■ WHAT THE EXERCISE ASKS
Would you retype exactly the lines from the one containing "--- a/src/gpu-compute/gpu_command_processor.cc" through the last line of the records below, and nothing else?

[Start of section]

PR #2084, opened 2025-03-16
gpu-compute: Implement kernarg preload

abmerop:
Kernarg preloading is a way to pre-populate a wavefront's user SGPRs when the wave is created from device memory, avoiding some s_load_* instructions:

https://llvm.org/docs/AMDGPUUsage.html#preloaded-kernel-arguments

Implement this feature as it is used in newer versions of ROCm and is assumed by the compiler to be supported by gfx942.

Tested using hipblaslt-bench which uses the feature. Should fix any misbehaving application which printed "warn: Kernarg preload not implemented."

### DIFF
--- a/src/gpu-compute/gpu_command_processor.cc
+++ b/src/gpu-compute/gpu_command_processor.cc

[End of section]

■ EXPECTED ANSWER
--- a/src/gpu-compute/gpu_command_processor.cc
+++ b/src/gpu-compute/gpu_command_processor.cc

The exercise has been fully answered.